Start of Block

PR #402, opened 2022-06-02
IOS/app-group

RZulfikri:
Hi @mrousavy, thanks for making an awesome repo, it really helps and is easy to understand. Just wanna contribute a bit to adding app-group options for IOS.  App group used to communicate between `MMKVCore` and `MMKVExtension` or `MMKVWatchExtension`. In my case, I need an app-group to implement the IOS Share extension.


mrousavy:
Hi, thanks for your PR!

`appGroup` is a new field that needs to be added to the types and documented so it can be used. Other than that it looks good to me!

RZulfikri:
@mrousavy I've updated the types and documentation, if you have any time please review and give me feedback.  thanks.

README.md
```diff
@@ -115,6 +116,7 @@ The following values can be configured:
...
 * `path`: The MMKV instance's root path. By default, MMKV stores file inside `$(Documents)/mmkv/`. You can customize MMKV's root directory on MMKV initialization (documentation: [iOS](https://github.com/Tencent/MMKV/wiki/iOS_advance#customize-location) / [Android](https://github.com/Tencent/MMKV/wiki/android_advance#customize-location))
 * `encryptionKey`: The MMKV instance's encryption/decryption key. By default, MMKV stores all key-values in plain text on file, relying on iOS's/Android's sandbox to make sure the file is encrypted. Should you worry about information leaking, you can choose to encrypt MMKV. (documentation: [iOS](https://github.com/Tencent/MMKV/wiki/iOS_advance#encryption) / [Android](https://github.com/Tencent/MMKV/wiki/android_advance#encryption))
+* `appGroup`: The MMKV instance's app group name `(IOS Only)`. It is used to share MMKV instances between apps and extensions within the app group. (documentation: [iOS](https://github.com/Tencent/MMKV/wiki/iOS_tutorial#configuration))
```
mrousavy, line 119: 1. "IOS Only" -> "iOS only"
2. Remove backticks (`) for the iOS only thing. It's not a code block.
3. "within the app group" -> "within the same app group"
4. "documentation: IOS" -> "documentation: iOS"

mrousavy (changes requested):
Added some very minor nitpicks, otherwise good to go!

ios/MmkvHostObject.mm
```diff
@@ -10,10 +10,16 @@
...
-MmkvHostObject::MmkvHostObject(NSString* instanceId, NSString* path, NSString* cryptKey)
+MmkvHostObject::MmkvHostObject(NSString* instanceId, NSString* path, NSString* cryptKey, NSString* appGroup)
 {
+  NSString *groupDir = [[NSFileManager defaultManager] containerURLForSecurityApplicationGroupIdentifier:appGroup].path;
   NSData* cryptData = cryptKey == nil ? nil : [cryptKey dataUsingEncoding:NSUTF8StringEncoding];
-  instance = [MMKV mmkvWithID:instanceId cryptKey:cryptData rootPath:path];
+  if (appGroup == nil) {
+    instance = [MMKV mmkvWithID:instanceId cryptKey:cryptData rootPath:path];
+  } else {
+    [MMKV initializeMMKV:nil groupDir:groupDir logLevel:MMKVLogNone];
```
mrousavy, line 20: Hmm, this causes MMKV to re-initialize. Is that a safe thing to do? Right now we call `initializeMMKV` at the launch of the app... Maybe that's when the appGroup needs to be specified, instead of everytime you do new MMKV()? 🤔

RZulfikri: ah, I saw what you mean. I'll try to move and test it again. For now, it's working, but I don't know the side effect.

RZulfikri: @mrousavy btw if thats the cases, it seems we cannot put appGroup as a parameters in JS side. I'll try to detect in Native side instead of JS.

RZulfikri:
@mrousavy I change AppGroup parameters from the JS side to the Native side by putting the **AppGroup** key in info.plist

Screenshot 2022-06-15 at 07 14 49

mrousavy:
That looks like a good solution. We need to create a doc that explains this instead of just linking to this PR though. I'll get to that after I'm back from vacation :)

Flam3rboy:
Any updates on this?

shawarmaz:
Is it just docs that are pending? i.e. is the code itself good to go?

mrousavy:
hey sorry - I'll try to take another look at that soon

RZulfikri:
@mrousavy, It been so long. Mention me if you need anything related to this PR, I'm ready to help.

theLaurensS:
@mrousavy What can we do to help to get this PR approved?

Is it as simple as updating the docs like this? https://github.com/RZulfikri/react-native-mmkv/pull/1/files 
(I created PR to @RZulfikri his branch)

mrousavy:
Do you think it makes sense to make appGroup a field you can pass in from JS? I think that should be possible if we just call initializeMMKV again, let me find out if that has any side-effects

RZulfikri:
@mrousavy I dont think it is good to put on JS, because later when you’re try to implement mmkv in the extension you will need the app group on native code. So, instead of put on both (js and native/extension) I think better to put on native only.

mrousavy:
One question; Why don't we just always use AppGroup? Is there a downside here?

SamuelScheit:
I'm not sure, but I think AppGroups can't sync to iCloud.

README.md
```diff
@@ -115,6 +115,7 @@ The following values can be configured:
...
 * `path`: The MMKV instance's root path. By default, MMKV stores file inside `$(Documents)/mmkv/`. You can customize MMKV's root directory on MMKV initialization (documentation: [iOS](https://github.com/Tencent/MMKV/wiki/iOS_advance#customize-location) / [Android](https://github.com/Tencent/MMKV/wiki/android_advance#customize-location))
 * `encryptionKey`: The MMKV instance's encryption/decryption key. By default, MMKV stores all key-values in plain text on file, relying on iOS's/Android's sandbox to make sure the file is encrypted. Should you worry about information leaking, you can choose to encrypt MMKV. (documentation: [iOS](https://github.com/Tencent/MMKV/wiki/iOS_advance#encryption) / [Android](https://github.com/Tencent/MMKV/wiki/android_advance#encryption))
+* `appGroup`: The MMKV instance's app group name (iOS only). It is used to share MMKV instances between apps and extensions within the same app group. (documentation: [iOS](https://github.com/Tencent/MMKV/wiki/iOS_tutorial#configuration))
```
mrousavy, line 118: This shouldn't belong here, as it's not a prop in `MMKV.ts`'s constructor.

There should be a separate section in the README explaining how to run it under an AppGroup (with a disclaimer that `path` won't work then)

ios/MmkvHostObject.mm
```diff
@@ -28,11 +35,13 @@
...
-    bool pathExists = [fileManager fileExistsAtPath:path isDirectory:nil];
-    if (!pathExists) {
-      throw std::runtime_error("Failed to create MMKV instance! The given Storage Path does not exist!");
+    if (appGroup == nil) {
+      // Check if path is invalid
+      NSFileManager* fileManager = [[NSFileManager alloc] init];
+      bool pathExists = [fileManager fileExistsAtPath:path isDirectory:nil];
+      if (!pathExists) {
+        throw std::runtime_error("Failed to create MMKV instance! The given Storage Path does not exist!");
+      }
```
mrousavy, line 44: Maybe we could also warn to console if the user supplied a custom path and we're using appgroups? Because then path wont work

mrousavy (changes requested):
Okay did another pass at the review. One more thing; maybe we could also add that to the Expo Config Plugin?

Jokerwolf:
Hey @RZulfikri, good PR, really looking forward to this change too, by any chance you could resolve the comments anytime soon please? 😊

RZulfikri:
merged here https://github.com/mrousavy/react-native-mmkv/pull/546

End of Block

TASK STATEMENT - Where a line of the records contains the word "when", count it; state only the final tally.

ANSWER BELOW - 2